Although part of me vengefully relished Danny’s distress, I did feel sorry for him. And one Saturday in February 1938 I stopped hating him. Actually, my hatred had long since faded. My private tears had stopped a few weeks after our fight in September. And in November I’d gone to the homecoming dance with Fred Nieman, who’d grown enough during the previous year that he now looked like a short young man instead of a child; he even needed to shave. Fred didn’t become my boyfriend, but he was a regular date. Eventually it was simply habit that made me go cold when Danny was around.

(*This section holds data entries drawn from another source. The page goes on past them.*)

PR #21910, opened 2026-04-14
CUDA: require explicit opt-in for P2P access

JohannesGaessler:
In https://github.com/ggml-org/llama.cpp/pull/19378 I had naively enabled CUDA peer-to-peer access guarded only by `cudaDeviceCanAccessPeer`. However, for some motherboards and BIOS settings this seems to cause crashes or corrupted outputs. I don't think we can feasibly check for this so our only option is to make peer access an explicit opt-in.

# Requirements

- AI usage disclosure: Yes, I asked Gemini about it and it gave me links to relevant threads in the CUDA developer forum.

### DIFF
--- a/docs/build.md
+++ b/docs/build.md
@@ -281,6 +281,12 @@ Use `GGML_CUDA_FORCE_CUBLAS_COMPUTE_16F` environment variable to force use FP16 
 
 The environment variable `GGML_CUDA_ENABLE_UNIFIED_MEMORY=1` can be used to enable unified memory in Linux. This allows swapping to system RAM instead of crashing when the GPU VRAM is exhausted. In Windows this setting is available in the NVIDIA control panel as `System Memory Fallback`.
 
+### Peer Access
+
+The environment variable `GGML_CUDA_P2P` can be set to enable peer-to-peer access between multiple GPUs, allowing them to transfer data directly rather than to go through system memory.
+Requires driver support (usually restricted to workstation/datacenter GPUs).
+May cause crashes or corrupted outputs for some motherboards and BIOS settings (e.g. IOMMU).
+
 ### Performance Tuning
 
 The following compilation options are also available to tweak performance:
--- a/ggml/src/ggml-cuda/ggml-cuda.cu
+++ b/ggml/src/ggml-cuda/ggml-cuda.cu
@@ -324,16 +324,18 @@ static ggml_cuda_device_info ggml_cuda_init() {
     // configure logging to stdout
     // CUBLAS_CHECK(cublasLoggerConfigure(1, 1, 0, nullptr));
 
-    for (int id = 0; id < info.device_count; ++id) {
-        ggml_cuda_set_device(id);
-        for (int id_other = 0; id_other < info.device_count; ++id_other) {
-            if (id == id_other) {
-                continue;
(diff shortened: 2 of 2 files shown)


am17an (approved):
should we adding a warning when using multi-GPU to use `GGML_CUDA_P2P` if possible?

JohannesGaessler:
Previously when I had multiple P40s in one machine I got a few % better performance using P2P for `--split-mode row`. For my currently connected A16 I am seeing no difference. My opinion is that we should only be printing warnings when an optional feature is clearly beneficial like NCCL because we want to avoid drowning out critical information in a wall of text. For things like this I think RTFM is more appropriate.

IMbackK:
There are scenarios where this is going to have a quite a bit more pronounced effect, like amd gpus linked by IF where the non-peer access will go over pcie instead of IF

JohannesGaessler:
@ggml-org/maintainers can I get a second review, please?

CISC (approved):

gaugarg-nv:
@JohannesGaessler does it have any impact on perf for TP, especially for the Non-NCCL path?

JohannesGaessler:
When compiling without NCCL I see a difference from peer access on 4x NVIDIA A16:

| model         | sm     | test  | t/s default   | t/s peer access |
| ------------- | -----: | ----: | ------------: | --------------: |
| llama 8B Q4_0 | layer  | pp512 | 823.00 ± 1.40 | 822.73 ± 1.78   |
| llama 8B Q4_0 | layer  | tg128 | 37.35 ± 0.00  | 37.48 ± 0.00    |
| llama 8B Q4_0 | tensor | pp512 | 799.38 ± 2.91 | 977.09 ± 3.87   |
| llama 8B Q4_0 | tensor | tg128 | 59.82 ± 0.20  | 75.09 ± 0.30    |

In that case it would probably make sense to print a warning.

gaugarg-nv:
IMO, many of these issues with P2P come due to system-specific issues like not disabling iommu as mentioned in CUDA documentation: https://docs.nvidia.com/cuda/cuda-programming-guide/03-advanced/multi-gpu-systems.html#host-iommu-hardware-pci-access-control-services-and-vms

So, it might be better to keep P2P enabled by default, but provide an env variable to disable P2P if needed.

JohannesGaessler:
No, I am very much of the opinion that llama.cpp should at least work out-of-the-box and only warn the user if they might be able to get better performance via some option. In particular, the fact that the outputs can be corrupted is a big problem. I would only willing to enable P2P by default if CUDA provides me with a reliable way to detect those cases where it can potentially cause problems.

gaugarg-nv:
Ok, that is fair. Unfortunately, there doesn't seem to be a way to detect such issues at the CUDA level.
Let me speak internally to the CUDA teams and see if this can be improved.

IMbackK:
Pretty mutch per definition a bug in cuda -  no? if the gpus cant dma eatch other because of the iommu cuda needs to fall back to host copies. This exact thing was a problem in rocm with pcie bridges that dont support p2p (rocm uses p2p much more widely since it will do it for all parts while, if i understand correctly, cuda will only do it for pro parts) until amd fixed this issue.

On the Saturday afternoon when I buried the hatchet, I got home after working at the bookstore and found Danny scrambling on his hands and knees on the living room floor; Harriet sat astride his back, kicking his sides and whooping, “Ride ’em, cowboy!” He often played with Harriet when he’d come by for Barbara, but had to wait because she was late getting home from the dance studio. I mumbled hello, planning to pass by and go to my room, but then Danny looked up with an expression so forlorn that instead I laughed and said, “Harriet, give the poor horsey a rest.” I plucked her off his back and distracted her with some hard candies I had in my pocket. Danny asked me how things were going, and for the first time in months I did more than choke out a few polite words to him. By this time, I’d been promoted from just running errands at the bookstore to waiting on customers, and I told him about a bizarre woman who’d come in that day: she was six feet tall, wore a sort of magician’s robe, and was looking for books about the worship of cats.